=== Stored data entries ===
# # # # # # #
PR #262, opened 2018-10-11
use crypto library instead of generate-safe-id

martineehrlich:
## Description
The generate-safe-id library we were using for unique ids of mongo records had a security vulnerability, so this PR switches to use crypto instead.

## Related PRs
https://github.com/sparkswap/relayer/pull/166

## Todos
- [x] Tests
- [x] Documentation
- [x] Link to Trello


martineehrlich:
[update `generate-safe-id` to a less vulnerable library](https://trello.com/c/MEkmktn4/580-update-generate-safe-id-to-a-less-vulnerable-library)

PR #263, opened 2018-10-12
remove disable relayer auth flag as relayer auth should always be enabled

martineehrlich:
## Description
We should remove the flag where we can disable auth from the relayer, as this was only used for development and should now be required for dev going forward.

## Todos
- [x] Tests
- [x] Documentation
- [x] Link to Trello


martineehrlich:
[Remove `DISABLE_RELAYER_AUTH` from broker](https://trello.com/c/SlHgPIWc/790-remove-disablerelayerauth-from-broker)

PR #267, opened 2018-10-29
Feature: add optional cors support for the http server

treygriffith:
## Description
As part of the Lightning Hackday, I made a web GUI for viewing the orderbook. To do so, I needed to enable CORS for the Broker to allow the web GUI to pull the data.

Rather than letting that interesting functionality go away, I added it as an option to the http server. There currently is not a user-configurable way to turn it on, but that can be added later fairly easily by adding some configuration to the environment and Broker Daemon constructor.

## Todos
- [x] Tests
- [ ] Documentation
- [ ] Link to Trello


treygriffith:
To take our offline conversation online:
This does not expose us any further than grpc already does. In the future, we should specify the domains that are allowed, especially before exposing this to configuration.

PR #269, opened 2018-10-31
Cannot cancel order

martineehrlich:
## Description
There is a bug when cancelling orders that was introduced when the BlockOrder.fromStore method was implemented. The blockorder.fromstore in the cancel function needs to be awaited so that it is the blockOrder object and not a promise.

## Todos
- [x] Tests
- [x] Documentation
- [x] Link to Trello


martineehrlich:
[Cannot cancel orderbook orders](https://trello.com/c/Zj0WK9iT/835-cannot-cancel-orderbook-orders)

PR #40, opened 2019-06-10
Update to SDK's latest master

alessio:
- [ ] Wrote tests
- [ ] Added a relevant changelog entry: `clog add [section] [stanza] [message]`

______

For Admin Use:
- Reviewers Assigned

### DIFF
--- a/.pending/breaking/gaiacli/40-rest-server-s---c
+++ b/.pending/breaking/gaiacli/40-rest-server-s---c
@@ -1,0 +1,1 @@
+#40 rest-server's --cors option is now gone.
--- a/app/params.go
+++ b/app/params.go
@@ -1,0 +1,23 @@
+package app
+
+// Simulation parameter constants
+const (
+	StakePerAccount                                    = "stake_per_account"
+	InitiallyBondedValidators                          = "initially_bonded_validators"
+	OpWeightDeductFee                                  = "op_weight_deduct_fee"
+	OpWeightMsgSend                                    = "op_weight_msg_send"
+	OpWeightSingleInputMsgMultiSend                    = "op_weight_single_input_msg_multisend"
+	OpWeightMsgSetWithdrawAddress                      = "op_weight_msg_set_withdraw_address"
+	OpWeightMsgWithdrawDelegationReward                = "op_weight_msg_withdraw_delegation_reward"
+	OpWeightMsgWithdrawValidatorCommission             = "op_weight_msg_withdraw_validator_commission"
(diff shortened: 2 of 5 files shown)


alexanderbez (approved):
ACK

.pending/breaking/gaiacli/40-rest-server-s---c
```diff
@@ -0,0 +1 @@
+#40 rest-server's --cors option is now gone.
```
alexanderbez, line 1: Let's remove this entirely. This raises the question of whether or not we should duplicate change log entries (I assume the SDK already has this in its pending log).

alessio: Well, it's a change in gaiacli `rest-server` interface, isn't it? I think it's worth mentioning the removal of a flag. I suspect I may have gotten wrong the sdk's changelog entry anyway :-/

alessio: I'll rewrite SDK's pending entry once this is merged https://github.com/cosmos/cosmos-sdk/commit/8cc708b67cf8cf06484bb3571eeead0103f560a8

rigelrozanski (approved):

.pending/breaking/gaiacli/40-rest-server-s---c
alexanderbez: I don't think we should duplicate change logs...Gaia should ultimately have a pending long entry to an updated SDK version which contains all the updates. Otherwise, we duplicate everything. Also, this PR is much more than just removing a CLI flag.

alessio: The removal of the `--cors` flag is an ABI change in `gaiacli` and affect usage of the built binary. It generally seems reasonable to mention changes to a program in the changelog it is shipped with.

alexanderbez: True, but what about once the SDK is released and we have a single PR in Gaia to update the SDK version. This SDK version changes many things (CLI, binaries, APIs, etc...). Do we include all of these in Gaia's pending log too? If so, that means we're gonna have to either:

1. Copy/paste the entire SDK change log over
2. Read change-by-change and cherry-pick

I think (2) is better, but very burdensome. Do you agree? Maybe we have no choice :-/

alessio: Oh I see now - 2. is suboptimal, whilst 1. is horrible. Let's go for 2. :+1:

PR #58, opened 2019-06-27
Restore contract tests

### LINKED ISSUE #57: CI: Fix contract_tests
## Summary of Bug

The `contract_tests` CI target is currently broken. As such, it's currently disabled.

The `contract_tests` CI target executes `make setup-contract-tests-data`:

```shell
setup-contract-tests-data:
	echo 'Prepare data for the contract tests'
	rm -rf /tmp/contract_tests ; \
	mkdir /tmp/contract_tests ; \
	cp "${GOPATH}/pkg/mod/${SDK_PACK}/client/lcd/swagger-ui/swagger.yaml" /tmp/contract_tests/swagger.yaml ; \
	./build/gaiad init --home /tmp/contract_tests/.gaiad --chain-id lcd contract-tests ; \
	tar -xzf lcd_test/testdata/state.tar.gz -C /tmp/contract_tests/
```

The `tar -xzf lcd_test/testdata/state.tar.gz -C /tmp/contract_tests/` command is completely overriding the `.gaiad` directory which is wrong.

I'm not sure where `state.tar.gz` comes from or how it's configured, but we should not be dumping static configuration here.

Example with this pipeline enabled: https://circleci.com/gh/cosmos/gaia/2543. In this case, Tendermint's configuration structure has changed and the correct configuration was replaced by whatever was in `state.tar.gz` which was old/deprecated.

## Version

0432ac5

/cc @alessio @sabau 

____

#### For Admin Use

- [x] Not duplicate issue
- [x] Appropriate labels applied
- [x] Appropriate contributors tagged

sabau:
To facilitate upgrades, instead of having to update the tests we can just replace the parts of `config.toml` that we want to change:
- replace config.toml overriding with sed on top of the original toml file

Closes: https://github.com/cosmos/gaia/issues/57

- Targeted PR against correct branch (see [CONTRIBUTING.md](https://github.com/cosmos/gaia/blob/develop/CONTRIBUTING.md#pr-targeting))

- [ ] Wrote tests
- [ ] Added a relevant changelog entry: `clog add [section] [stanza] [message]`

______

For Admin Use:
- Reviewers Assigned


Makefile
```diff
@@ -175,6 +175,15 @@ setup-contract-tests-data:
 	./build/gaiad init --home /tmp/contract_tests/.gaiad --chain-id lcd contract-tests ; \
 	tar -xzf lcd_test/testdata/state.tar.gz -C /tmp/contract_tests/
 
+	# speed up tests by reducing timeouts
```
alexanderbez: How do these additions fix the original problem? Also, if this is find-and-replace, it seems pretty hacky and fragile.

alexanderbez (changes requested):

Makefile
alessio: I agree with @alexanderbez here - wouldn't it be better to just provide a `config.toml`?

alexanderbez:
Another thing I'd like to note actually. I spent about 20 minutes debugging why the aforementioned PR was failing on this CI step. As a result, I still have no idea what this CI pipeline does or what its purpose is? Can you please add some documentation to the makefile targets, the CI configuration and perhaps elsewhere too?

Also, still not clear on where `state.tar.gz` comes from??

Makefile
sabau: We had a `config.toml` inside `state.tar.gz`, I just removed it in order to avoid this problem to happen again.
The pipeline was not working because of a single value change: `db_backend` changed from `leveldb` to `goleveldb` and when the script was replacing the generated `config.toml` with the one inside `state.tar.gz` this change got overridden.

sabau:
Ok I'm working on documenting it

`state.tar.gz` was just generated locally, it contains the minimal set of info I could find in order to have predictable output, so two folders:
- `.gaiacli` addresses that I can use to submit proposals, voting, make transactions etc, and they have to be always the same in order to check automatically against `swagger.yaml`
- `.gaiad` validators and genesis info, to have a predictable output

With those, I can be sure that the outcome of the tests will have the right hashes, addresses without changing them in the swagger file. If the swagger file would have been dynamic and generated on demand all this could happen without any stored state.

>  still have no idea what this CI pipeline does or what its purpose is

The goal is to make sure what we document is what we have implemented, but to do so automatically we need to have a predictable output

alexanderbez:
Great, thanks @sabau. Still not sure on how `lcd_test/testdata/state.tar.gz` is generated. You state that you removed all unnecessary files, but is this documented anywhere? How can I verify how this file is created?

sabau:
>  Still not sure on how `lcd_test/testdata/state.tar.gz` is generated

> How can I verify how this file is created?

I can add a script on how to replicate it, it's basically a sequence of few commands to add a validator and gentxs to give stakes to some addresses. Those addresses are the ones used later to setup the state by doing a governance, deposit on it, vote, send tokens and unbond,  and what the tests will check: accounts, transactions with sender/receiver filters, governance, deposits, rewards etc will happen on top of those addresses

> You state that you removed all unnecessary files, but is this documented anywhere?

I removed only `config.toml`, I think decompressing it would be the easiest way to check what's inside, if you think it makes sense I can add the list of files i.e. in the makefile when the tar extraction happens

I guess the name `state` is misleading, I could split it into two files: `gaiacli.tar.gz` and `config.tar.gz`

alexanderbez:
Yes, this absolutely needs to be in the repo. Also, we have a `testnet` command that runs a local network. Would this be an option to use instead?

sabau:
Just pushed the script to replicate a similar state.tar.gz, although it can't be used dynamically yet, as the addresses will change and they are defined in the swagger file into `cosmos-sdk`. Once the swagger will be generated dynamically from the annotations then probably will be feasible to feed it with custom addresses etc.

> Also, we have a testnet command that runs a local network. Would this be an option to use instead?

I'm not sure it's convenient, basically it will allow me only to remove the target `run-lcd-contract-tests` but at the price of making the testnet more complex. It seems that command runs on top of this image: https://hub.docker.com/r/tendermint/gaiadnode but was updated 4 months ago last time

sabau:
Nice, while simplifying this tool I found a little discrepancy in the `supply` endpoints. 
This is should patch it, then we have to update the SDK reference in here https://github.com/cosmos/cosmos-sdk/pull/4698

@alexanderbez in the meanwhile I removed everything static from `.gaiad` now I only keep the three addresses, so just the `.gaiacli` folder comes compressed.

app/app.go
```diff
@@ -149,15 +149,20 @@ func NewGaiaApp(logger log.Logger, db dbm.DB, traceStore io.Writer, loadLatest b
 	crisisSubspace := app.paramsKeeper.Subspace(crisis.DefaultParamspace)
 
 	// account permissions
-	basicModuleAccs := []string{auth.FeeCollectorName, distr.ModuleName}
-	minterModuleAccs := []string{mint.ModuleName}
-	burnerModuleAccs := []string{staking.BondedPoolName, staking.NotBondedPoolName, gov.ModuleName}
+	maccPerms := map[string][]string{
```
sabau: Can you please double-check @fedekunze I had to change it when I updated the reference SDK master

fedekunze (approved):
ACK

fedekunze (changes requested):
After talking to @alexanderbez we decided on blocking this until we write documentation on what's the goal of the contract tests and how this operates

fedekunze:
i.e this needs an ADR

PR #141, opened 2019-09-25
Upgrade golangci-lint to latest release (1.19.1)

alessio:
- [ ] Wrote tests

______

For Admin Use:
- Reviewers Assigned


alexanderbez (changes requested):
Instead of pinning to a specific version, why not just use `go get ...@latest`?

alessio:
> Instead of pinning to a specific version, why not just use go get ...@latest?

Thanks for the question @alexanderbez, I apologise for not providing a rationale beforehand. The reason behind this approach is that `go get`ting `golangci-lint` would cause `go.{mod,sum}` to be polluted with dependencies that are not necessary to build `gaia`.

alexanderbez:
> > Instead of pinning to a specific version, why not just use go get ...@latest?
> 
> Thanks for the question @alexanderbez, I apologise for not providing a rationale beforehand. The reason behind this approach is that `go get`ting `golangci-lint` would cause `go.{mod,sum}` to be polluted with dependencies that are not necessary to build `gaia`.

Correct sir, hence for `runsim` we `(cd /tmp && go get ...)`. We should do the same here.

alessio:
I'm unsure. `$TMPDIR` is defined in Make's manual though it's on the makefile to ensure it exists beforehand. I've updated the installer script to automatically detect and download `golangci-lint`'s latest release instead. Please have a look @alexanderbez

alexanderbez (approved):
testedACK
# # # # # # #
=== EXERCISE INSTRUCTIONS ===
Exactly how many lines in the records contain the string "build"? Give that number alone.

=== THE ANSWER ===
4